0.4

433 38 34
                                    


|Fehim|

Rutubet kokusu, nemli hava ve ayaklarımın altında hissettiğim sıcak yaşlar. Sanki hiçbir şey değişmemiş gibiydi. Yıllarımı, kendimi adadığım hamamdaydım sanki. Birazdan ete aç müşterilerimiz gelecek gibi hissediyordum. Bu alışılmış his beni rahatlatırken rutubet kokusunun altından hafifçe yayılan gül yağı kokusu bana şu an nerde olduğumu hatırlatıyordu. Artık benim için her şey değişmişti.

Birazdan Hadım Ağalar, Nazik ile beni "kalite kontrolden" geçireceklerdi. Yapacakları kontrol, bakire cariyelere korkunç ve iğrenç gelse de biz alışmıştık. Zaten bizi buraya getiren İsmail Paşa da bizim çokça kez başka adamların altına geçtiğimizi bilerek almıştı bizi buraya. Fakat Padişah ve Hadım Ağalar biliyor muydu, bir fikrim yoktu. Özellikle Padişah'ın bilmemesi bizim açımızdan iyi olurdu lakin ona yalan söylememiz söz konusu bile değildi. Zaten onun bizi insan yerine koyup soracağını da pek sanmıyordum. Öğrenmek istediklerini Had Oda Başı'na sorması onun için daha hakiki yanıtlar alabileceği muhtemel bir yoldu.

Daha önceki oğlan haremlerindeki oğlanların ya savaşlardan tıpkı cariyeler gibi zorla ya da devşirme yeni çerilerden olduğunu duymuştum. Hepsinin ortak noktası ise genç, el değmemiş, güzel ve yabancı olmalarıydı. Hepsi Padişah'ın özel zevkine göre seçilirdi. O zamanki Padişah'ın renkli gözlere ve hafif etli oğlanları özellikle beğendiği hem şiirlerinden hem de arada dolaşan dedikodulardan kaptığım kadarıyla oldukça belliydi. Hatta yazdığı bir şiirinde; oğlanların cılız olanlarının çirkin kölelere benzediğini, yağlı kalça ve karın bölgesinin onları daha şehvetli, itaatkar ve baştan çıkarıcı yaptığına dair tezlerini de eklemişti. Renkli göz sevdasının ise çoğu şiirini adadığı, son saatlerinde bile sadece onunla beraber geçirdiği, slav kökenli olduğu düşünülen gözdesinin -Padişah'ın kendisinin aktardığı şiirlerde de bahsettiği- okyanus mavisi gözlerinden dolayı olduğu da düşünülebilinirdi. Asıl soru ise renkli gözleri sevdiğinden mi gözdesine düşkündü yoksa gözdesine düşkün olduğundan mi renkli gözlere sevdalanmıştı? Daha kimse Padişahlarının oğlancı olmasını bile kabullenememişken bu tarz olaylarla içli dışlı olduğumdan, ikisinin arasındaki ilişkiyi bir aşk romanı gibi değerlendirip meraklanıyordum.

Acaba Hünkarımızın da dedesi gibi özel zevkleri var mıydı? Beni sadece bir eşya gibi görmeyip sohbet eder miydi acaba? Devlet-i Ala'nın ta kendisi olan Sultanımız beni insan yerine koyar mıydı ki?
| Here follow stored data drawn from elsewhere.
PR #1689, opened 2019-01-20
DataFrame for GroupedDataFrame

bkamins:
This follows the discussion in https://github.com/JuliaData/DataFramesMeta.jl/pull/122.

@nalimilan In my opinion the current behavior of `combine(::GroupedDataFrame)` (duplicating grouping columns) is not very intuitive. Is it intentional or you plan to change it in the future?


nalimilan:
I agree that behavior doesn't make a lot of sense. Probably better change `combine` at the same time. Or deprecate it in favor of `DataFrame(gd)`, which will allow reintroducing it later with a new behavior.

nalimilan:
That's actually related to https://github.com/JuliaData/DataFrames.jl/issues/1460 and https://github.com/JuliaData/DataFrames.jl/pull/1555. I'd be inclined to overwrite the grouping keys with columns of the same name if the returned data frame contains such columns.

bkamins:
I moved the discussion on the combine behavior to https://github.com/JuliaData/DataFrames.jl/issues/1460. Here I think it is better to implement a more efficient constructor anyway which I will propose in the revision.

test/grouping.jl
```diff
@@ -1028,4 +1028,18 @@ module TestGrouping
...
             """
     end
+
+    @testset "DataFrame" begin
+        df = DataFrame(A = [missing, :A, :B, :A, :B, missing], B = 1:6)
+        gd = groupby_checked(df, :A)
+        @test sort(DataFrame(gd), :B) ≅ sort(df, :B)
+        @test eltypes(DataFrame(gd)) == eltypes(df)
+        gd = groupby_checked(df, :A, skipmissing=true)
+        @test sort(DataFrame(gd), :B) == sort(dropmissing(df, disallowmissing=false), :B)
```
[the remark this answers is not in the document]
bkamins: I want to test explicitly here if we retain exactly the same types. `Missings.T.(eltypes(df))` does not allow me to check if the type is exactly the same. But I can rewrite these tests if you prefer.

bkamins:
Apart from the better constructor I have patched some holes in internal API.

src/groupeddataframe/grouping.jl
```diff
@@ -1106,3 +1106,11 @@ function _aggregate(d::AbstractDataFrame, fs::AbstractVector,
     sort && sort!(res, headers)
     res
 end
+
+function DataFrames.DataFrame(gd::GroupedDataFrame)
+    length(gd) == 0 && return similar(parent(gd), 0)
+    # below we assume that gd.ends[end] == length(gd.idxs)
+    # and that gd.starts and gd.ends are increasing and cover a continuous range
+    gd.starts[1] == 1 && return parent(gd)[gd.idx, :]
```
nalimilan: Isn't it always the case that `gd.starts[1]`? AFAICT that's what we explicitly set in `group_rows`.

OTC, if I'm wrong, is it really useful to distinguish this case? It should be quite cheap to create a view, right?

bkamins: OK - I will make a `view` - I wanted to avoid it in the most common case.
`gd.starts[1]` is greater than `1` if we have missing values in grouping and we set `skipmissing` to `true`.

test/grouping.jl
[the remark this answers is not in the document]

src/groupeddataframe/grouping.jl
nalimilan: >  `gd.starts[1]` is greater than `1` if we have missing values in grouping and we set `skipmissing` to `true`.

Indeed. We should probably just do `starts .-= starts[2] .+ 1 and `ends .-= ends[2] .+ 1. We already do that for `groups`.

bkamins: But I understand you mean to do it in `groupby` related mechanics not here. Right? I think it would be OK, but then `gd.idx` should not include the leading indices that are pointing at `missing` so `length(gd.idx)` may be less that `nrow(parent(gd))` and the same for `gd.ends[end]` (but the relationsip `gd.ends[end] == length(gd.idxs)` would still hold) - I assume that we are not relying on the fact that `gd.idx` has the same number of elements as rows in the parent, but that you know this part of code better 😄.

If we took this approach then we could avoid making the view here and just index by `gd.idx`.

nalimilan: Right. I don't think we assume `length(gd.idx) == nrow(parent(gd))`, but only test will tell for sure.

bkamins: OK, but I guess it should be a separate PR. Are willing to work on it?

bkamins:
I have added the deprecation for `combine(::GroupedDataFrame)`. I leave it in the grouping.jl file, as later we should change it to throw an error.

src/groupeddataframe/grouping.jl
nalimilan: See https://github.com/JuliaData/DataFrames.jl/pull/1692. But actually when `sort=true` there's no guaranty that `gd.starts[1] == 1`, only that `minimum(gd.starts) == 1`. And using `gd.idx` directly would return groups in an unsorted order. AFAIK that's unavoidable since we only sort group indices (`gd.start` and `gd.stops`), which should be faster than sorting row indices (`gd.idx`) when there are few groups. Not sure whether sorting group indices would be significantly slower.

bkamins: OK - I have fixed it (that is why I have said that split-apply-combine is tricky 😄). We cannot avoid making a copy of `gd.idx` in this case unfortunately, but I have proposed the fastest method to get what we want I could think of.

The fix depends on #1692, so I will rebase this PR, when we merge #1692 (I could resize to make it independent, but I think it is better to follow the idea of code simplification that can be achieved with #1692).

src/groupeddataframe/grouping.jl
```diff
@@ -1106,3 +1108,16 @@ function _aggregate(d::AbstractDataFrame, fs::AbstractVector,
     sort && sort!(res, headers)
     res
 end
+
+function DataFrame(gd::GroupedDataFrame)
+    length(gd) == 0 && return similar(parent(gd), 0)
+    idx = similar(gd.idx)
+    doff = 1
+    for (s,e) in zip(gd.starts, gd.ends)
```
nalimilan: Would a combination of `Iterators.flatten` and `copyto!` work? Not a big deal, but I wonder whether there's a simpler way of doing this relatively common operation.

bkamins: It could be made simpler (and it was simpler in DataFramesMeta.jl) but the approach I propose should be faster. Also I do not see how `Iterators.flatten` would be faster. In the approach I proposed we can use the fact that we have a small number of continuous blocks of memory.

Did you have in mind some alternative efficient pattern?

src/groupeddataframe/grouping.jl
bkamins: In parallel I was thinking about the same and consider using `view` instead of `copyto!` or creating a correct `rperm` from the start - it would probably help but would complicate the design a bit. But in general I am OK to drop #1692.

If you decide to drop #1692  I can fix this PR not to rely on #1692 and be safe.

src/groupeddataframe/grouping.jl
nalimilan: I wouldn't expect it to be faster, just simpler. But I don't really care.

bkamins:
OK - I have pushed the version that does not depend on #1692 so it should be good for checking when you have time.

src/groupeddataframe/grouping.jl
```diff
@@ -1106,3 +1112,19 @@ function _aggregate(d::AbstractDataFrame, fs::AbstractVector,
...
+    doff = 1
+    min_start = gd.starts[1]
+    for (s,e) in zip(gd.starts, gd.ends)
+        n = e - s + 1
+        copyto!(idx, doff, gd.idx, s, n)
+        doff += n
+        min_start = min(min_start, s)
+    end
+    resize!(idx, doff - 1)
+    @assert doff == length(gd.idx) + 2 - min_start
```
nalimilan: It's kind of weird to have this assertion here. Why not put something equivalent in `groupby_checked` instead? That way we will check it much more systematically, and the code here will be simpler.

bkamins: An excellent point. I have included a combo of tests to `groupby_checked` that I think are also useful for the future readers to understand what we expect to have in `GroupedDataFrame` object.

test/grouping.jl
```diff
@@ -177,9 +202,7 @@ end
         # groupby() without groups sorting
         gd = groupby_checked(df, cols)
         @test names(parent(gd))[gd.cols] == colssym
-        @test sort(combine(identity, gd), colssym) ==
-            sort(combine(gd), colssym) ==
```
nalimilan: Why not test `DataFrame(gd)` here and below? Can't hurt.

test/grouping.jl
```diff
@@ -1030,4 +1053,29 @@ end
...
+              sort(dropmissing(df, disallowmissing=false), :B)
+        @test eltypes(DataFrame(gd)) == [Union{Missing, Symbol}, Int]
+    end
+
+     df = DataFrame(a=Int[], b=[], c=Union{Missing, String}[])
+    gd = groupby_checked(df, :a)
+    @test size(DataFrame(gd)) == size(df)
+    @test eltypes(DataFrame(gd)) == [Int, Any, Union{Missing, String}]
+
+     dfv = view(dfx, 1:0, :)
```
```suggestion
    dfv = view(dfx, 1:0, :)
```

test/grouping.jl
```diff
@@ -1030,4 +1053,29 @@ end
...
+        @test sort(DataFrame(gd), :B) ≅ sort(df, :B)
+        @test eltypes(DataFrame(gd)) == [Union{Missing, Symbol}, Int]
+
+         gd = groupby_checked(df, :A, skipmissing=true)
+        @test sort(DataFrame(gd), :B) ==
+              sort(dropmissing(df, disallowmissing=false), :B)
+        @test eltypes(DataFrame(gd)) == [Union{Missing, Symbol}, Int]
+    end
+
+     df = DataFrame(a=Int[], b=[], c=Union{Missing, String}[])
```
```suggestion
    df = DataFrame(a=Int[], b=[], c=Union{Missing, String}[])
```

test/grouping.jl
bkamins: I have added a test here (although it is not very clean unfortunately, because of the `combine` mechanics), but I agree it is good to have it here.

Bu hayallerim Hadım Ağa'nın benim dalgınlığımı azarlayarak kafama boşalttığı bir tas su ile kafamdan uçup gitmişti.

"Tüm gün seni mi beklicez gari! Kendini düzelt de gel!"

Nazik'in bana yandan ufak ama mahçup bir tebessüm attığını gördüm. Hafifçe gözlerini kapatıp açtı. Her şey yolunda, demek istiyor gibiydi.

"Affedersiniz,"

Duraksadı.

"Şey Ağa.."

Ah, iyi yürekli yoldaşım!

"Of geldim gari. Adım Bülbül Ağa, Bülbül! Unutayım deme sakın."

Yanakları al al olmuş Bülbül Ağa Nazik'e doğru hızlanarak yürümeye çalışsa da iri cüssesi ona mâni oluyor gibiydi.

Bülbül Ağa, Nazik'ın havlusunu açıp mahrem bölgelerini kontrol ederken ben de kendimi arındırıp hızlıca Nazik'in çıktığı mermerin altına geçip kafamı önüme eğdim. Onlar işlerini bitirene kadar usul usul beklemiştim orada.

Hadım Ağa Nazik arkasını dönmüşken kalçasına hafif bir şaplak atıp,

"Maşallah, maşallah..." diyerek ağzında bir şeyler geveledi.